= Rosamund Dashwood =

Rosamund Margaret Dashwood (13 January 1924, Devonshire, England – 3 April 2007, Squamish, BC) was one of the top female masters (i.e. over 35) runners in Canadian history.

==Life==
Rosamund was born in 1924 to Major Arthur Paul Dashwood (younger son of Sir George Dashwood, 6th Baronet), an engineer who built the massive docks in Hong Kong Harbour, and his wife Edmée Elizabeth Monica Dashwood, née de la Pasture, who was a celebrated author. Many of her mother's novels, under the pen name E. M. Delafield, are semi-autobiographical, and so the young daughter who appears can be taken to be based on Rosamund. Rosamund's only sibling, Lionel, died in 1940. Her mother died in 1943.

During World War II, she joined the Women's Auxiliary Air Force and worked with the newly invented and still top secret radar. After the war, she attended Somerville College and met Leslie Truelove, whom she married. He became team manager for Amateur Athletic Association of England and supported Roger Bannister, the first man to break the four-minute mile. The couple had four sons: Paul, Simon, Patrick, and Michael.

In 1960, the family emigrated to Canada and she lived the rest of her life there. Leslie became Associate Director of The Canadian Arthritis Society. Rosamund died on April 3, 2007, at the age of 83, in Squamish, British Columbia.

== Provincial Daughter ==
In 1961, Dashwood published Provincial Daughter, a light-hearted continuation of her mother's most famous work. Stylistically similar to Diary of a Provincial Lady, it is a semi-autobiographical account of domestic life in the 1950s. In the foreword, Dashwood wrote:
It seemed natural to write it in the same idiom, but if the result seems to any reader too imitative, or even plagiaristic, I can only ask their forgiveness, as the original Provincial Lady would, I am sure, most warmly have given hers.

The novel was a success and was re-issued in 2002 by Virago Press.

== Running ==
Dashwood took up long-distance running at middle age, partly as a way to deal with the death of her husband, who had died of a heart attack while running the 1976 Vancouver Marathon.

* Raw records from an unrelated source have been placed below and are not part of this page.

PR #1591, opened 2024-02-27
feat: trace instrumentation for DocumentReference methods.

ehsannas:


google-cloud-firestore/src/main/java/com/google/cloud/firestore/DocumentReference.java
```diff
@@ -372,41 +513,45 @@ public ApiFuture<DocumentSnapshot> get(FieldMask fieldMask) {
...
+                }
+              };
+            }
+          };
+      span.end();
+      return result;
     } catch (ApiException exception) {
+      span.end(exception);
       throw FirestoreException.forApiException(exception);
     }
```
kolea2, line 554: maybe this is the diff, but why is the order changing here (catching exceptions then returning vs a catch all the way at the end)?

google-cloud-firestore/src/test/java/com/google/cloud/firestore/it/ITTracingTest.java
```diff
@@ -59,7 +59,10 @@ public class ITTracingTest {
       Logger.getLogger(com.google.cloud.firestore.it.ITBaseTest.class.getName());
 
   private static final String SERVICE = "google.firestore.v1.Firestore/";
+  private static final String BATCH_GET_DOCUMENTS_RPC_NAME = "BatchGetDocuments";
```
kolea2, line 62: is this used in the actual code as well? May make sense to make it a protected variable so you don't have to copy over here (same goes for others)

google-cloud-firestore/src/main/java/com/google/cloud/firestore/DocumentReference.java
ehsannas: I found the way the code was originally written hard to read: the `try` block used to only encapsulate part of the logic. I decided to improve this a bit by moving the `return` statements into the `try` block.

This shouldn't change the behavior because the only exception that could be thrown by the return statement is an "out of memory" exception (because of the `new`). And in the case of OOM, whether the return statement is in the `try` block or after it, the behavior would be the same (because the function doesn't catch any OOM exceptions). On the plus side though, by moving the return statement into the try block, we can make the "SPAN_NAME_DOC_REF_LIST_COLLECTIONS span" nicely encapsulate all the cpu time spent in this function.

google-cloud-firestore/src/test/java/com/google/cloud/firestore/it/ITTracingTest.java
ehsannas: These tests ensure that 2 kinds of trace spans are generated:
1- spans generated in the Firestore handwritten layer.
2- spans generated by the gRPC auto-instrumentation layer.

For #1: we do reuse variables from our `TraceUtil.java` code.
For #2: the spans correspond to the gRPC request created in by the GAPIC layer, and there doesn't seem to be a variable defined that we can reuse here. See: https://github.com/googleapis/java-firestore/blob/532e094b1a428af2f03fd91202e718a428366b5a/grpc-google-cloud-firestore-v1/src/main/java/com/google/firestore/v1/FirestoreGrpc.java#L238

kolea2 (approved):

PR #1609, opened 2024-03-13
feat: Query Profiling

ehsannas:


google-cloud-firestore/src/main/java/com/google/cloud/firestore/AggregateQuery.java
```diff
@@ -136,28 +213,45 @@ private final class AggregateQueryResponseObserver
...
-      // if it is called more than once, `responseDeliverer` will drop superfluous results.
-      responseDeliverer.deliverResult(response.getResult().getAggregateFieldsMap(), readTime);
+      if (!isExplainQuery()) {
+        // Deliver the result; even though the `RunAggregationQuery` RPC is a "streaming" RPC,
+        // meaning that `onResponse()` can be called multiple times, it _should_ only be called
+        // once for non-explain queries. But even if it is called more than once,
+        // `responseDeliverer` will drop superfluous results. For explain queries, there will
+        // be more than one response, and the last response will contain the metrics.
+        onComplete();
+      }
```
tom-andersen, line 254: Can we just omit this and let the normal `onComplete` shine through? This deviation from convention doesn't add value as far as I can tell.

google-cloud-firestore/src/main/java/com/google/cloud/firestore/AggregateQuery.java
```diff
@@ -75,58 +76,134 @@ public ApiFuture<AggregateQuerySnapshot> get() {
...
-    private final AtomicBoolean isFutureCompleted = new AtomicBoolean(false);
+    @Nullable private final ExplainOptions explainOptions;
+    private final SettableApiFuture<AggregateQuerySnapshot> aggregateQuerySnapshotFuture =
+        SettableApiFuture.create();
+    private final SettableApiFuture<ExplainResults<AggregateQuerySnapshot>> explainFuture =
+        SettableApiFuture.create();
+    private final AtomicBoolean isAggregateQuerySnapshotFutureCompleted = new AtomicBoolean(false);
+    private final AtomicBoolean isExplainFutureCompleted = new AtomicBoolean(false);
 
     AggregateQueryResponseDeliverer(
```
tom-andersen, line 146: There is a clear line dividing all paths of logic in this class: `if (explainOptions != null)`.

Should we maybe just have separate classes for these separate purposes. I am not sure whether this should be done with inheritance, interfaces, abstract classes, restructuring logic to AggregateQueryResponseObserver.

Current implementation seems awkward though, with some fields only be used in one path, and other fields only being used in other path.

tom-andersen (changes requested):
There are a few points where the observer pattern implementation breaks down in my opinion. Otherwise, looks good!

google-cloud-firestore/src/main/java/com/google/cloud/firestore/AggregateQuery.java
ehsannas: I agree.

google-cloud-firestore/src/main/java/com/google/cloud/firestore/AggregateQuery.java
```diff
@@ -112,52 +143,156 @@ private final class AggregateQueryResponseDeliverer {
...
-        data.forEach((serverAlias, value) -> mappedData.put(aliasMap.get(serverAlias), value));
-        future.set(new AggregateQuerySnapshot(AggregateQuery.this, readTime, mappedData));
-      }
+    void setFuture(T value) {
+      future.set(value);
     }
 
     void deliverError(Throwable throwable) {
-      if (isFutureCompleted.compareAndSet(false, true)) {
+      if (futureNotCompleted()) {
```
tom-andersen, line 178: The `setException` has built in control to make sure it is only called once. From docs:

> When a call to this method returns, the Future is guaranteed to be done only if the call was accepted (in which case it returns true).

The `AtomicBoolean` is not required.

google-cloud-firestore/src/main/java/com/google/cloud/firestore/AggregateQuery.java
```diff
@@ -112,52 +143,156 @@ private final class AggregateQueryResponseDeliverer {
...
+    @Override
+    void deliverResult(
+        @Nullable Map<String, Value> serverData,
+        Timestamp readTime,
+        @Nullable ExplainMetrics metrics) {
+      if (futureNotCompleted()) {
+        if (serverData == null) {
+          throw new RuntimeException("Did not receive any aggregate query results.");
+        }
+        setFuture(
```
tom-andersen, line 206: The `setFuture` has built in control to make sure it is only called once. From docs:

> When a call to this method returns, the Future is guaranteed to be done only if the call was accepted (in which case it returns true).

The `AtomicBoolean` is not required.

google-cloud-firestore/src/main/java/com/google/cloud/firestore/AggregateQuery.java
```diff
@@ -112,52 +143,156 @@ private final class AggregateQueryResponseDeliverer {
...
       return future;
     }
 
-    void deliverResult(@Nonnull Map<String, Value> data, Timestamp readTime) {
-      if (isFutureCompleted.compareAndSet(false, true)) {
-        Map<String, Value> mappedData = new HashMap<>();
-        data.forEach((serverAlias, value) -> mappedData.put(aliasMap.get(serverAlias), value));
-        future.set(new AggregateQuerySnapshot(AggregateQuery.this, readTime, mappedData));
-      }
+    void setFuture(T value) {
```
tom-andersen, line 173: This should be `protected` since it is only meant for usage in child classes.

tom-andersen (changes requested):
I will need some more time, but here is a preliminary review.

google-cloud-firestore/src/main/java/com/google/cloud/firestore/AggregateQuery.java
ehsannas: Done

google-cloud-firestore/src/main/java/com/google/cloud/firestore/AggregateQuery.java
ehsannas: Done

google-cloud-firestore/src/main/java/com/google/cloud/firestore/AggregateQuery.java
ehsannas: Done

google-cloud-firestore/src/main/java/com/google/cloud/firestore/AggregateQuery.java
tom-andersen: I agree with point about optimization.

google-cloud-firestore/src/main/java/com/google/cloud/firestore/ExplainMetrics.java
```diff
@@ -0,0 +1,49 @@
...
+ * See the License for the specific language governing permissions and
+ * limitations under the License.
+ */
+package com.google.cloud.firestore;
+
+import javax.annotation.Nonnull;
+import javax.annotation.Nullable;
+
+/** ExplainMetrics contains information about planning and execution of a query. */
+public class ExplainMetrics {
```
tom-andersen, line 22: Could we make this a `final` class?

tom-andersen (approved):
Looks good. Consider anything remaining as `nits`.

Beyond this PR, this library needs better logging. I would like to see that every usage of `SettableApiFuture` also include conditional logging if `set` or `setException` returns false. These represent unexpected situations that we are simply ignoring right now.

PR #3251, opened 2026-07-27
fix(ci): skip CD pipeline entry jobs on forks

### LINKED ISSUE #3237: CD pipeline fails on any fork push — pre-release job requires tags that forking doesn't copy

Despite her late start, she went on to have a remarkable career in which she set numerous age-class world records and Canadian records. Highlights of her career include setting the world record for the fastest 10K by a woman aged 65 or older at 46:18, and winning four gold medals at the World Seniors' Games (see World Masters Games). A talented cyclist and swimmer as well, she completed several triathlons. She also competed in relay triathlons, often with teammates who were many years younger.

She continued to run into her seventies.